HallsofIvy said:The area of a parallelogram is "base times height". "Base" is the length of one side, b. The height is the length of perpendicular from a vertex to the base. Given angle [itex]\theta[/itex] the height is the "opposite side" while the length of that side, a, is the hypotenuse, h, so [itex]h= a sin(\theta)[/itex] The area is [itex]ab sin(\theta)[/itex].
insightful said:I got a solution using the Law of Cosines with the angle of intersection of the diagonals to get the lengths of the sides.
No, you can use some simple trig in one quadrant of the parallelogram to get the angle (in terms of A and diagonals d1 and d2). Remember, each quadrant has 1/4 the total area A.tiggertime said:So you were given the angle of intersection?

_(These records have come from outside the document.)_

PR #124, opened 2022-05-10
[sailjail-permissions] Add a voicecall-ui-prestart profile.

dcaliste:
This allows to declare the prestart voicecall-ui
as owner of the com.jolla.voicecall.ui
and com.nokia.telephony.callhistory interfaces.

This is related to https://forum.sailfishos.org/t/4-4-0-58-tap-missing-call-doesnt-open-phone-app/10819. The problem is arising from the fact that within sailjail, the prestart voicecall-ui cannot register the `com.nokia.telephony.callhistory` service because it's not allowed to own it.

I'm not sure this is the right way to solve the problem though it is efficient ;)

### DIFF
--- a/permissions/voicecall-ui-prestart.profile
+++ b/permissions/voicecall-ui-prestart.profile
@@ -1,0 +1,3 @@
+# -*- mode: sh -*-
+dbus-user.own com.jolla.voicecall.ui
+dbus-user.own com.nokia.telephony.callhistory


llewelld:
I'm not able to reproduce the issue here, and I'm wondering if it might have already been fixed by the changes described in #117? 
Essentially, the voicecall-ui-prestart.desktop file was dropped, so the voicecall-ui.profile is now used in all cases.

llewelld:
Just to clarify, the fixes that actually address the issue aren't in this repo: an updated version of the voicecall-ui app is needed for them.

dcaliste:
Ok, if it's fixed in voicecall-ui, then it's fine to close this PR.

llewelld:
@Tomin1 would you mind taking a look and confirming whether or not this is fixed please?

Tomin1:
> @Tomin1 would you mind taking a look and confirming whether or not this is fixed please?

It's broken in 4.4.0 because commit 26efe54b1fdcc63fc6e707f084544f3a43970947 was included there but a change to voicecall-ui was not. This must have been a mistake but I'm not sure how it happened. We either need to revert that commit here or include the change to remove voicecall-ui-prestart.desktop in voicecall-ui. Either should be safe to do.

llewelld:
> We either need to revert that commit here or include the change to remove voicecall-ui-prestart.desktop in voicecall-ui.

If I understand right the changes to drop voicecall-ui-prestart.desktop were already merged in, so perhaps it would make most sense to cherry-pick those changes?

Tomin1:
> > We either need to revert that commit here or include the change to remove voicecall-ui-prestart.desktop in voicecall-ui.
> 
> If I understand right the changes to drop voicecall-ui-prestart.desktop were already merged in, so perhaps it would make most sense to cherry-pick those changes to voicecall-ui?

That makes sense to me.

llewelld:
@Tomin1 has cherry-picked the changes in voicecall-ui that will fix this in the next release, so I'll close this PR. Thanks for the contribution @dcaliste which made the issue very clear and saved us a lot of time.

Tomin1:
> One question maybe @Tomin1 if you have time, since voicecall-ui sources are not public, I cannot check : is the missing commit in voicecall-ui changing the DBus service name for callhistory and putting under com.jolla.voicecall ? Or is it a completely different approach ?

So the issue here was that we have had a separate sandboxing profile (a desktop file, named `voicecall-ui-prestart.desktop`) for `voicecall-ui-prestart.service` and that determines which profile file Sailjail uses and that corresponding file was missing because the symlink was removed. The change in voicecall-ui changes it to always use the main file `/usr/share/applications/voicecall-ui.desktop` so that Saijail uses `voicecall-ui.profile` that already exists in the repository. No D-Bus names were changed for that.

dcaliste:
Ok, thanks.

PR #125, opened 2022-07-14
[docs] Advice on data migration. JB#58384

martyone:


README.md
```diff
@@ -69,17 +69,18 @@ application restarts.
 
 ### Use correct application data directories
 
-Modify Qt application main function by setting the organization and application name
-to match the declaration added to the desktop file.
+Applications that are not based on the Sailfish App library
+([libsailfishapp](https://github.com/sailfishos/libsailfishapp))
```
Thaodan, line 73: Would it not make more sense to say apps that are not using the Sailfish App library instead of being based on it?

README.md
```diff
@@ -69,17 +69,64 @@ application restarts.
...
+
+    const QString settingsPath =
+        QStandardPaths::writableLocation(QStandardPaths::AppConfigLocation)
+        + "/" + QCoreApplication::applicationName() + ".conf";
+    QSettings settings(settingsPath, QSettings::NativeFormat);
+
+Unless you are creating a new application, it is also necessary to take care about migrating
+application data and configuration from the old location outside the sandbox.
+
+An example of how `QSettings`-based configuration may be migrated:
```
rainemak, line 97: Migration on the spec & post install script would be a good example as well.

Thaodan: Those work on system level and don't act as the user. It's easier to do it as the running app.

README.md
```diff
@@ -69,17 +69,64 @@ application restarts.
...
+
+    if (!settings.contains("migrated")) {
+        const QString oldSettingsPath =
+            QStandardPaths::writableLocation(QStandardPaths::ConfigLocation)
```
Thaodan, line 101: You can use  `QStandardPaths::AppConfigLocation` here  instead of QStandardPaths::ConfigLocation and skip the first:
`+ "/" + QCoreApplication::applicationName()`.

martyone: That's the old config location. You can't use AppConfigLocation here as it uses the now set organization name.

README.md
```diff
@@ -69,17 +69,64 @@ application restarts.
...
+            + "/" + QCoreApplication::applicationName()
+            + "/" + QCoreApplication::applicationName() + ".conf";
+        QSettings oldSettings(oldSettingsPath, QSettings::NativeFormat);
+
```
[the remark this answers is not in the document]
martyone: Yup, I noticed your suggestion on Forum and actually I initially I liked it more than Ville's approach, but after all chose to go with Ville's as it feels a bit more versatile.

README.md
martyone: Fixed

README.md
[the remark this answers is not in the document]
Thaodan: Versatile why hat?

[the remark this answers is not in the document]
martyone: You can update the values as you copy them (some may contain paths), you can deal with possible failure (who knows when OOM killer steps in etc.) because successful migration is clearly determined by storing some config value at the end (with your approach you would have to copy files, update config then remove original files or so), etc.

README.md
rainemak: Would work for each. We have done it similarly on spec for some Jolla apps.

rainemak (approved):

A parallelogram is a quadrilateral with two pairs of parallel sides. This means that the opposite sides are equal in length and parallel to each other.
To find the angles of a parallelogram, you can use the formula A = 180 - 2B, where A represents the measure of one angle and B represents the measure of the adjacent angle.
Yes, you can find the angles of a parallelogram if you know the length of one side. You can use the formula A = 180 - 2B, where A represents the measure of one angle and B represents the measure of the adjacent angle. You will need to know the length of at least one side and one angle in order to solve for the other angle.
No, it is not possible to have a parallelogram with all equal angles. A parallelogram must have two pairs of opposite angles that are equal, but the other two angles will always be different.
No, the Pythagorean Theorem cannot be used to find the angles of a parallelogram. This theorem only applies to right triangles, which a parallelogram is not.